In a February speech, Thomas Hoenig, the outspoken president of the Federal Reserve Bank of Kansas City, declared that Dodd-Frank creates as many incentives for big banks to take new risks as it removes old ones. “It is even worse than before the crisis,” he said in February. The continued “existence of too-big-to-fail institutions poses the greatest risk to the U.S. economy.” The largest financial firms “are now more powerful and more of a threat to our capitalistic system than prior to the crisis.” The only solution, Hoenig said, is to break up the biggest banks. That’s a nonstarter in today’s environment.

Dodd-Frank has its defenders, of course. FDIC head Sheila Bair—the regulator most responsible for implementing the resolution authority—says that the rule is still being developed, along with the 250-odd other Dodd-Frank regulations and studies in process. In an interview with National Journal last week, Bair sternly warned Wall Street against overconfidence and defended the government’s stance. “The first thing everybody needs to understand about [the rule] is that it puts the burden on the institution itself to show it can be resolved. It’s not our obligation to show whether Citi or any large institution can be resolved” or broken up in a crisis, said Bair, a tough critic of banks, who plans to leave her job by summer. “If they’re not able to rationalize their legal structure or the resolvability of financial operations,” she said, the FDIC and the Fed will have the power to order structural changes and the divesting of assets.

Serious questions remain, however, about whether the Fed, FDIC, or other regulators will ever have the know-how—or backbone—to demand that firms divest themselves of dubious or risky assets. “Bottom line: Nobody on Wall Street believes that these big institutions are no longer too big to fail,” says Dan Senor, a New York City hedge-fund manager who doubles as an informal Republican advisor in Washington. “No one believes they would not be bailed out and backstopped in some way by the government. That’s just the reality.” Senor, a graduate of Harvard Business School, adds: “No one on Wall Street believes you can look at the financial statements of these big companies and understand them. They’re incomprehensible. They were incomprehensible before the crisis, and they’re incomprehensible today. So how [are] the SEC or other regulators going to be able to do it?”

Bair says that the major international financial institutions would be well advised to remember that “the law is the law,” and that it would be dangerous indeed to assume that firms like Citi are too big to fail. “If I were an investor, I would not assume that whatsoever,” she says. “I think some of these large entities try to make it sound more complicated than it really is. I don’t know that’s the case.… Most of these international operations are concentrated in major jurisdictions where we have a good bilateral relationship.”

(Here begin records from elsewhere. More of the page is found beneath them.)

PR #3400, opened 2022-09-08
feat(NODE-4234): get aws kms providers from env

durran:
### Description

Pulls AWS KMS providers from the environment if the user provided aws kms providers are empty.

#### What is changing?

- Allows definition of a user provided callback to get the KMS providers that will be used if present. This was already available in mongodb-client-encryption and is now just passed through from the driver. (NODE-3934)
- Defines an internal callback in the driver to also pull AWS KMS providers from the environment in the same way that MONGODB-AWS does this, but ignoring the URI values. This acts as a fallback if the user provided callback does not return credentials or does not exist.
- Exports the driver defined callback function so users can also use it when using the `ClientEncryption` object directly.
- Modifies the unified test and legacy spec test runners to remove the AWS KMS providers in the tests when `REFRESH_AWS_CREDENTIALS` is present in the environment in order to spec test the refresh functionality against AWS environments
- Refactors FLE and AWS test tasks in Evergreen in order to mix and match AWS environments with other tasks.

Yes. The `onKmsProviderRefresh` needs to be documented.

NODE-4234


durran:
Patch for AWS changes: https://spruce.mongodb.com/version/631f12e70305b92ba80e795e/tasks?sorts=STATUS%3AASC%3BBASE_STATUS%3ADESC

PR #3406, opened 2022-09-12
refactor(NODE-4631): change_stream, gridfs to use maybeCallback

nbbeeken:
#### What is changing?

- Adds maybeCallback helper with tests
- Changes PromiseProvider to communicate an unset state
- Refactors:
  - ChangeStream
  - ClientSession
  - GridFS

### DIFF
--- a/src/bulk/common.ts
+++ b/src/bulk/common.ts
@@ -31,6 +31,7 @@ import {
   Callback,
   getTopology,
   hasAtomicOperators,
+  maybeCallback,
   MongoDBNamespace,
   resolveOptions
 } from '../utils';
@@ -1270,39 +1271,44 @@ export abstract class BulkOperationBase {
     options?: BulkWriteOptions | Callback<BulkWriteResult>,
     callback?: Callback<BulkWriteResult>
   ): Promise<BulkWriteResult> | void {
-    if (typeof options === 'function') (callback = options), (options = {});
-    options = options ?? {};
+    callback =
+      typeof callback === 'function'
+        ? callback
+        : typeof options === 'function'
+        ? options
+        : undefined;
 
-    if (this.s.executed) {
-      return handleEarlyError(new MongoBatchReExecutionError(), callback);
-    }
+    return maybeCallback(async () => {
+      options = options != null && typeof options !== 'function' ? options : {};
 
-    const writeConcern = WriteConcern.fromOptions(options);
-    if (writeConcern) {
-      this.s.writeConcern = writeConcern;
-    }
+      if (this.s.executed) {
+        throw new MongoBatchReExecutionError();
+      }
 
-    // If we have current batch
-    if (this.isOrdered) {
-      if (this.s.currentBatch) this.s.batches.push(this.s.currentBatch);
-    } else {
-      if (this.s.currentInsertBatch) this.s.batches.push(this.s.currentInsertBatch);
-      if (this.s.currentUpdateBatch) this.s.batches.push(this.s.currentUpdateBatch);
-      if (this.s.currentRemoveBatch) this.s.batches.push(this.s.currentRemoveBatch);
-    }
-    // If we have no operations in the bulk raise an error
-    if (this.s.batches.length === 0) {
-      const emptyBatchError = new MongoInvalidArgumentError(
-        'Invalid BulkOperation, Batch cannot be empty'
-      );
-      return handleEarlyError(emptyBatchError, callback);
-    }
+      const writeConcern = WriteConcern.fromOptions(options);
+      if (writeConcern) {
+        this.s.writeConcern = writeConcern;
+      }
 
-    this.s.executed = true;
-    const finalOptions = { ...this.s.options, ...options };
-    const operation = new BulkWriteShimOperation(this, finalOptions);
+      // If we have current batch
+      if (this.isOrdered) {
+        if (this.s.currentBatch) this.s.batches.push(this.s.currentBatch);
+      } else {
+        if (this.s.currentInsertBatch) this.s.batches.push(this.s.currentInsertBatch);
+        if (this.s.currentUpdateBatch) this.s.batches.push(this.s.currentUpdateBatch);
+        if (this.s.currentRemoveBatch) this.s.batches.push(this.s.currentRemoveBatch);
+      }
+      // If we have no operations in the bulk raise an error
+      if (this.s.batches.length === 0) {
+        throw new MongoInvalidArgumentError('Invalid BulkOperation, Batch cannot be empty');
+      }
 
-    return executeOperation(this.s.collection.s.db.s.client, operation, callback);
+      this.s.executed = true;
+      const finalOptions = { ...this.s.options, ...options };
+      const operation = new BulkWriteShimOperation(this, finalOptions);
+
+      return await executeOperation(this.s.collection.s.db.s.client, operation);
+    }, callback);
   }
 
   /**
@@ -1350,20 +1356,6 @@ Object.defineProperty(BulkOperationBase.prototype, 'length', {
     return this.s.currentIndex;
   }
 });
-
-/** helper function to assist with promiseOrCallback behavior */
-function handleEarlyError(
-  err?: AnyError,
-  callback?: Callback<BulkWriteResult>
-): Promise<BulkWriteResult> | void {
-  if (typeof callback === 'function') {
-    callback(err);
-    return;
-  }
-
-  const PromiseConstructor = PromiseProvider.get() ?? Promise;
-  return PromiseConstructor.reject(err);
-}
 
 function shouldForceServerObjectId(bulkOperation: BulkOperationBase): boolean {
   if (typeof bulkOperation.s.options.forceServerObjectId === 'boolean') {
--- a/src/bulk/common.ts
+++ b/src/bulk/common.ts
@@ -22,7 +22,6 @@ import { executeOperation } from '../operations/execute_operation';
 import { InsertOperation } from '../operations/insert';
 import { AbstractOperation, Hint } from '../operations/operation';
 import { makeUpdateStatement, UpdateOperation, UpdateStatement } from '../operations/update';
-import { PromiseProvider } from '../promise_provider';
 import type { Server } from '../sdam/server';
 import type { Topology } from '../sdam/topology';
 import type { ClientSession } from '../sessions';
--- a/src/bulk/common.ts
+++ b/src/bulk/common.ts
@@ -1276,38 +1276,41 @@ export abstract class BulkOperationBase {
         : typeof options === 'function'
         ? options
         : undefined;
+    options = options != null && typeof options !== 'function' ? options : {};
 
-    return maybeCallback(async () => {
-      options = options != null && typeof options !== 'function' ? options : {};
-
-      if (this.s.executed) {
+    if (this.s.executed) {
+      // eslint-disable-next-line @typescript-eslint/require-await
+      return maybeCallback(async () => {
         throw new MongoBatchReExecutionError();
-      }
+      }, callback);
+    }
 
-      const writeConcern = WriteConcern.fromOptions(options);
-      if (writeConcern) {
-        this.s.writeConcern = writeConcern;
-      }
+    const writeConcern = WriteConcern.fromOptions(options);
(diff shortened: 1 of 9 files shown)


src/utils.ts
```diff
@@ -436,6 +436,35 @@ export function* makeCounter(seed = 0): Generator<number> {
...
+  callback?: Callback<T>
+): Promise<T> | void {
+  const PromiseConstructor = PromiseProvider.get();
+
+  const promise = promiseFn();
+  if (callback == null && PromiseConstructor == null) {
+    return promise;
+  }
+
+  if (PromiseConstructor != null) {
```
baileympearson: We also need to check here that callback is not defined - otherwise, if a user defines a custom promise library, they can never use callbacks

src/promise_provider.ts
```diff
@@ -4,11 +4,11 @@ import { MongoInvalidArgumentError } from './error';
 const kPromise = Symbol('promise');
 
 interface PromiseStore {
-  [kPromise]?: PromiseConstructor;
+  [kPromise]: PromiseConstructor | null;
```
baileympearson, line 7: haven't reviewed this file yet - pending team discussion about breaking changes here

src/mongo_client.ts
```diff
@@ -593,8 +593,12 @@ export class MongoClient extends TypedEventEmitter<MongoClientEvents> {
...
       }
     } catch (error) {
-      if (callback) return callback(error);
-      else return PromiseProvider.get().reject(error);
+      if (callback) {
+        return callback(error);
+      }
+
+      const PromiseConstructor = PromiseProvider.get() ?? Promise;
+      return PromiseConstructor.reject(error);
```
baileympearson, line 601: why not refactor the whole method to use maybeCallback? 

it would just look something like

```typescript
  const client = new MongoClient(url, options)
  return await client.connect();
}, callback);

```

src/bulk/common.ts
```diff
@@ -1346,13 +1346,13 @@ function handleEarlyError(
...
-  const Promise = PromiseProvider.get();
   if (typeof callback === 'function') {
     callback(err);
     return;
   }
 
-  return Promise.reject(err);
+  const PromiseConstructor = PromiseProvider.get() ?? Promise;
+  return PromiseConstructor.reject(err);
 }
```
baileympearson, line 1356: There are only two instances of handleErrorEarly in the entire repo, both in BulkOperationBase.execute().  How would you feel about just refactoring bulkOperationBase to use maybeCallback and getting rid of this helper entirely?

If we don't want to do that - why not just use maybeCallback?  This helper can be written like follows
```
  return maybeCallback(() => {
    throw err;
  }, callback);
```

src/mongo_client.ts
```diff
@@ -645,9 +649,9 @@ export class MongoClient extends TypedEventEmitter<MongoClientEvents> {
     }
 
     const session = this.startSession(options);
```
baileympearson, line 651: again - can we use maybeCallback here?

baileympearson (changes requested):
General comment - I think we should use `maybeCallback` in cases we don't use maybePromise now, but use the promise provider.  We should encapsulate all knowledge of the promise provider into maybeCallback.

src/bulk/common.ts
nbbeeken: Sure refactor sounds good

src/gridfs/index.ts
```diff
@@ -144,28 +144,17 @@ export class GridFSBucket extends TypedEventEmitter<GridFSBucketEvents> {
...
-
-          return callback();
-        });
-      });
-    });
+    return maybeCallback(async () => {
+      const { deletedCount } = await this.s._filesCollection.deleteOne({ _id: id });
+      await this.s._chunksCollection.deleteMany({ files_id: id });
+
+      // Delete orphaned chunks before returning FileNotFound
```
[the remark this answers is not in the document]
nbbeeken: Yep, fixed

test/integration/node-specific/cursor_async_iterator.test.js
```diff
@@ -109,7 +109,7 @@ describe('Cursor Async Iterator Tests', function () {
 
     afterEach(() => {
       promiseSpy.restore();
-      PromiseProvider.set(Promise);
+      PromiseProvider.set(null);
```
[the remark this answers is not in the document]
nbbeeken: This is the afterEach hook, the beforeEach sets a custom promise

test/integration/node-specific/custom_promise_library.test.js
```diff
@@ -9,8 +9,22 @@ class CustomPromise extends Promise {}
...
 describe('Optional PromiseLibrary', function () {
+  beforeEach(() => {
+    PromiseProvider.set(null);
+  });
+
   afterEach(() => {
+    PromiseProvider.set(null);
+  });
+
+  it('should initially be set to null', () => {
```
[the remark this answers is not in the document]
nbbeeken: It's hard thing to test, upon loading the node process when our driver is first imported it should be set to null, but I'm not sure where I can put a test to make sure it's run "early", so it's intended to test the driver but it does always pass because of the beforeEach

test/unit/mongo_client.test.js
```diff
@@ -110,7 +110,6 @@ describe('MongoOptions', function () {
         return 'very unique';
       }
     },
-    promiseLibrary: global.Promise,
```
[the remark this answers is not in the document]
nbbeeken: See other comment, global side effect

src/utils.ts
nbbeeken: Fixed!

src/bulk/common.ts
```diff
@@ -1260,39 +1261,44 @@ export abstract class BulkOperationBase {
...
-    }
+    callback =
+      typeof callback === 'function'
+        ? callback
+        : typeof options === 'function'
+        ? options
+        : undefined;
+
+    return maybeCallback(async () => {
+      options = options != null && typeof options !== 'function' ? options : {};
```
baileympearson, line 1272: can this be moved out of `maybeCallback`?

test/integration/node-specific/custom_promise_library.test.js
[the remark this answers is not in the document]
baileympearson: Just move it into a place where there isn't a before each, maybe?

baileympearson (changes requested):
most comments addressed/resolved, some questions and suggestions remaining

src/mongo_client.ts
```diff
@@ -580,22 +581,18 @@ export class MongoClient extends TypedEventEmitter<MongoClientEvents> {
...
-    }
+    callback =
+      typeof callback === 'function'
+        ? callback
+        : typeof options === 'function'
+        ? options
+        : undefined;
+
+    return maybeCallback(async () => {
+      options = typeof options !== 'function' ? options : undefined;
```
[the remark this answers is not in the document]
nbbeeken: the change to the type of options doesn't preserved into the callback cus it "could" change (it can't, but TS doesn't have a way of knowing that)

test/types/community/client.test-d.ts
```diff
@@ -35,7 +35,6 @@ const options: MongoClientOptions = {
   promoteBuffers: false,
   authMechanism: 'SCRAM-SHA-1',
   forceServerObjectId: false,
-  promiseLibrary: Promise,
```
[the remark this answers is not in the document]
nbbeeken: Oh sorry yea this one doesn't effect anything, the other one is the runtime usage. We have the explicit type test to check that promiseLibrary is deprecated, I think we can remove this from here now which is just a selection of MongoOptions. (one less search and replace)

test/unit/mongo_client.test.js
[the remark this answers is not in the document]
nbbeeken: Since now we expect the provider to have null by default, this is setting the global promise store, so the tests that assert the same promise from the API is ferried along fail

src/mongo_client.ts
nbbeeken: Sure, we needed an extra overload to support this, and I used null to make the usages distinct

src/bulk/common.ts
nbbeeken: Not without casting away a TS error, so this is preferable, see other reply

src/mongo_client.ts
```diff
@@ -642,16 +642,14 @@ export class MongoClient extends TypedEventEmitter<MongoClientEvents> {
...
-      })
-      .finally(() => {
+
+    return maybeCallback(async () => {
+      try {
+        await withSessionCallback(session);
+      } finally {
         session.endSession().catch(() => null);
-      });
+      }
```
baileympearson, line 650: optional - we can remove the `.catch(() => null` in favor of try with an empty catch, like we discussed yesterday at team office

test/types/community/client.test-d.ts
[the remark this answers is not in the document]
baileympearson: leaving this thread open for context but I consider this resolved

baileympearson (changes requested):

src/mongo_client.ts
nbbeeken: Done!

baileympearson (changes requested):

src/bulk/common.ts
```diff
@@ -1270,11 +1270,19 @@ export abstract class BulkOperationBase {
...
+      typeof callback === 'function'
+        ? callback
+        : typeof options === 'function'
+        ? options
+        : undefined;
+    options = options != null && typeof options !== 'function' ? options : {};
 
     if (this.s.executed) {
-      return handleEarlyError(new MongoBatchReExecutionError(), callback);
+      // eslint-disable-next-line @typescript-eslint/require-await
```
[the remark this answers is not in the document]
nbbeeken: Wrapping the execOp in maybeCallback (naively, so that's likely why) messes with session allocation because it makes the maybePromise logic run. We can add a note to the refactor exec operation refactor ticket to comeback here, or I can revert the changes here and we can do it altogether.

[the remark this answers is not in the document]
baileympearson: We'll tackle this once execute_operation has been refactored

test/unit/utils.test.ts
```diff
@@ -642,4 +645,133 @@ describe('driver utils', function () {
       });
     });
   });
+
+  describe('maybeCallback()', () => {
+    it('should accept to two arguments', () => {
```
dariakp, line 650: "should accept two arguments"? or "up to two"?

test/unit/utils.test.ts
```diff
@@ -642,4 +645,133 @@ describe('driver utils', function () {
...
+        const superPromiseFailure = Promise.reject(new Error('ah!'));
+        const result = maybeCallback(() => superPromiseFailure);
+        expect(result).to.not.equal(superPromiseFailure);
+        expect(result).to.be.instanceOf(BluebirdPromise);
+        // @ts-expect-error: There is no overload to change the return type not be nullish,
+        // and we do not want to add one in fear of making it too easy to neglect adding the callback argument
+        expect(await result.catch(e => e)).to.have.property('message', 'ah!');
+      });
+
+      it('should return void event if a custom promise is set and a callback is provided', async () => {
```
dariakp, line 765:
```suggestion
      it('should return void even if a custom promise is set and a callback is provided', async () => {
```

dariakp (changes requested):

test/unit/utils.test.ts
nbbeeken: Sure I can correct this wording, however we should never call it without 2 arguments though, its just something we can't verify since there's no difference between a variable = undefined vs omitting the argument. We added a TS overload to allow null to kind of hint at this but we just have to rely on testing / double checking the code to make sure we pass through the callback variable if there is one.

nbbeeken: fixed!

dariakp (approved):

nbbeeken:
@baileympearson this is unblocked with the recent release. I've rebased so we can double check we're up to date on changes while we held off on this. (just an FYI no rush at all!)

baileympearson (approved):

PR #3407, opened 2022-09-12
fix(NODE-3144): pool clear event ordering and retryability tests

dariakp:
### Description
NODE-3144

#### What is changing?
- Fixed the ordering of PoolCleared event to happen before the corresponding CheckOutFailed events from waitqueue eviction
- Implemented retryable reads and writes prose tests
  - As part of this, I reorganized the existing retryable write prose test so that it would uniformly reset the failPoint with the new added test, but otherwise left it alone

No

Spec compliance

### DIFF
--- a/test/integration/retryable-reads/retryable_reads.spec.prose.test.ts
+++ b/test/integration/retryable-reads/retryable_reads.spec.prose.test.ts
@@ -1,0 +1,146 @@
+import { expect } from 'chai';
+
+import { Collection, MongoClient } from '../../../src';
+
+describe('Retryable Reads Spec Prose', () => {
+  let client: MongoClient, failPointName;
+
+  afterEach(async () => {
+    try {
+      if (failPointName) {
+        await client.db('admin').command({ configureFailPoint: failPointName, mode: 'off' });
+      }
+    } finally {
+      failPointName = undefined;
+      await client?.close();
+    }
+  });
+
+  describe('PoolClearedError Retryability Test', () => {
+    // This test will be used to ensure drivers properly retry after encountering PoolClearedErrors.
+    // It MUST be implemented by any driver that implements the CMAP specification.
+    // This test requires MongoDB 4.2.9+ for blockConnection support in the failpoint.
+
+    let observedEvents: Array<{ name: string; event: Record<string, any> }>;
+    let testCollection: Collection;
+    beforeEach(async function () {
+      // 1. Create a client with maxPoolSize=1 and retryReads=true.
+      // If testing against a sharded deployment, be sure to connect to only a single mongos. <-- TODO: what does that look like?
+      client = this.configuration.newClient({
+        maxPoolSize: 1,
+        retryReads: true,
+        monitorCommands: true
+      });
+      await client.connect();
+
+      testCollection = client.db('retryable-reads-prose').collection('pool-clear-retry');
+      await testCollection.drop().catch(() => null);
+      await testCollection.insertMany([{ test: 1 }, { test: 2 }]);
+
+      // 2. Enable the following failpoint:
+      // NOTE: "9. Disable the failpoint" is done in afterEach
+      failPointName = 'failCommand';
+      const failPoint = await client.db('admin').command({
+        configureFailPoint: failPointName,
+        mode: { times: 1 },
+        data: {
+          failCommands: ['find'],
+          errorCode: 91,
+          blockConnection: true,
+          blockTimeMS: 1000
+        }
+      });
+
+      expect(failPoint).to.have.property('ok', 1);
+
+      observedEvents = [];
+      for (const observedEvent of [
+        'connectionCheckOutStarted',
+        'connectionCheckedOut',
+        'connectionCheckOutFailed',
+        'connectionPoolCleared',
+        'commandStarted'
+      ]) {
+        client.on(observedEvent, ev => {
+          observedEvents.push({ name: observedEvent, event: ev });
+        });
+      }
+    });
+
+    it('should emit events in the expected sequence', {
+      metadata: { requires: { mongodb: '>=4.2.9' } },
+      test: async function () {
+        // 3. Start two threads and attempt to perform a findOne simultaneously on both.
+        const results = await Promise.all([
+          testCollection.findOne({ test: 1 }),
+          testCollection.findOne({ test: 2 })
+        ]);
+
+        client.removeAllListeners();
+        // 4. Verify that both findOne attempts succeed.
+        expect(results[0]).to.have.property('test', 1);
+        expect(results[1]).to.have.property('test', 2);
+
+        // 5. Via CMAP monitoring, assert that the first check out succeeds.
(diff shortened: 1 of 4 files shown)


test/integration/retryable-reads/retryable_reads.spec.prose.test.ts
```diff
@@ -0,0 +1,146 @@
...
+          testCollection.findOne({ test: 1 }),
+          testCollection.findOne({ test: 2 })
+        ]);
+
+        client.removeAllListeners();
+        // 4. Verify that both findOne attempts succeed.
+        expect(results[0]).to.have.property('test', 1);
+        expect(results[1]).to.have.property('test', 2);
+
+        // 5. Via CMAP monitoring, assert that the first check out succeeds.
```
durran, line 84: For this sequence I found if the observed events were split into 2 arrays for cmap events and command events, I could reduce all the code for asserting the events down to this:

```js
// 5. Via CMAP monitoring, assert that the first check out succeeds.
expect(cmapEvents.shift().name).to.equal('connectionCheckOutStarted', 'expected 1) checkout 1 to start');
expect(cmapEvents.shift().name).to.equal('connectionCheckOutStarted', 'expected 2) checkout 2 to start');
expect(cmapEvents.shift().name).to.equal('connectionCheckedOut', 'expected 3) first checkout to succeed');
// 6. Via CMAP monitoring, assert that a PoolClearedEvent is then emitted.
expect(cmapEvents.shift().name).to.equal('connectionPoolCleared', 'expected 4) pool to clear');
// 7. Via CMAP monitoring, assert that the second check out then fails due
// to a connection error.
const nextEvent = cmapEvents.shift();
expect(nextEvent.name).to.equal('connectionCheckOutFailed', 'expected 5) checkout 2 to fail');
expect(nextEvent.event).to.have.property('reason', 'connectionError');

// 8. Via Command Monitoring, assert that exactly three find CommandStartedEvents were observed in total.
expect(commandEvents).to.have.lengthOf(3, 'expected 3 find command started events');
```

It's obviously less code but curious if there was a specific reason for doing the find by index method?

test/integration/retryable-writes/retryable_writes.spec.prose.test.ts
```diff
@@ -1,64 +1,200 @@
...
+        ]);
+
+        client.removeAllListeners();
+        // iv. Verify that both insertOne attempts succeed.
+        const result = await testCollection.find().toArray();
+        expect(result).to.have.lengthOf(2);
+        const mappedAndSortedResult = result.map(item => item.test).sort();
+        expect(mappedAndSortedResult).to.deep.equal([1, 2]);
+
+        // v. Via CMAP monitoring, assert that the first check out succeeds.
```
durran, line 138: Same comment for here as for retryable reads.

durran (changes requested):

test/integration/retryable-reads/retryable_reads.spec.prose.test.ts
```diff
@@ -0,0 +1,146 @@
...
+    let testCollection: Collection;
+    beforeEach(async function () {
+      // 1. Create a client with maxPoolSize=1 and retryReads=true.
+      // If testing against a sharded deployment, be sure to connect to only a single mongos. <-- TODO: what does that look like?
+      client = this.configuration.newClient({
+        maxPoolSize: 1,
+        retryReads: true,
+        monitorCommands: true
+      });
+      await client.connect();
```
durran, line 34: We could remove this since the drop call will do the connection. But also fine leaving it.

test/integration/retryable-reads/retryable_reads.spec.prose.test.ts
dariakp: My original reasoning for using indices was because I did not want to make assumptions about any other monitoring/pool events that may or may not happen in between the events of interest, but I suppose since we explicitly opt into listening for explicit events, asserting on the exact sequence of the tracked events is relatively low risk for us even if the future implementation of cmap or monitoring changes to emit additional events. What are your thoughts?

test/integration/retryable-reads/retryable_reads.spec.prose.test.ts
dariakp: oh good point, I forgot about auto connect

test/integration/retryable-reads/retryable_reads.spec.prose.test.ts
```diff
@@ -0,0 +1,136 @@
...
+          failCommands: ['find'],
+          errorCode: 91,
+          blockConnection: true,
+          blockTimeMS: 1000
+        }
+      });
+
+      expect(failPoint).to.have.property('ok', 1);
+
+      cmapEvents = [];
```
durran, line 56:
```suggestion
      cmapEvents = [];
      commandStartedEvents = [];
```

test/integration/retryable-writes/retryable_writes.spec.prose.test.ts
```diff
@@ -1,64 +1,189 @@
...
+          errorCode: 91,
+          blockConnection: true,
+          blockTimeMS: 1000,
+          errorLabels: ['RetryableWriteError']
+        }
+      });
+
+      expect(failPoint).to.have.property('ok', 1);
+
+      cmapEvents = [];
```
durran, line 108:
```suggestion
      cmapEvents = [];
      commandStartedEvents = [];
```

durran (approved):

test/integration/retryable-reads/retryable_reads.spec.prose.test.ts
```diff
@@ -0,0 +1,138 @@
...
+    // This test will be used to ensure drivers properly retry after encountering PoolClearedErrors.
+    // It MUST be implemented by any driver that implements the CMAP specification.
+    // This test requires MongoDB 4.2.9+ for blockConnection support in the failpoint.
+
+    let cmapEvents: Array<{ name: string; event: Record<string, any> }>;
+    let commandStartedEvents: Array<Record<string, any>>;
+    let testCollection: Collection;
+    beforeEach(async function () {
+      // 1. Create a client with maxPoolSize=1 and retryReads=true.
+      // If testing against a sharded deployment, be sure to connect to only a single mongos. <-- TODO: what does that look like?
```
nbbeeken, line 30: Optional, but you can use the uri helper passed to newClient:
```ts
client = this.configuration.newClient(this.configuration.uri({
        maxPoolSize: 1,
        retryReads: true,
        monitorCommands: true,
        useMultipleMongoses: false // If testing against a sharded deployment, be sure to connect to only a single mongos.
}))
```

if you want to lock in the single mongos behavior rather than depending on the default

nbbeeken (dismissed):

test/integration/retryable-reads/retryable_reads.spec.prose.test.ts
baileympearson:
```suggestion
      // If testing against a sharded deployment, be sure to connect to only a single mongos.
```

baileympearson (approved):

But other skeptics of Dodd-Frank worry that Washington has set up an enormously complex structure—multiplying the number of regulators, rather than streamlining them—that the banks will just arbitrage their way through, as they always have. Take proprietary derivatives trading. If the “Volcker rule” prevents banks from doing it, why not just fob that revenue stream off on an affiliated insurance company? The insurance industry, after all, still has no national regulator.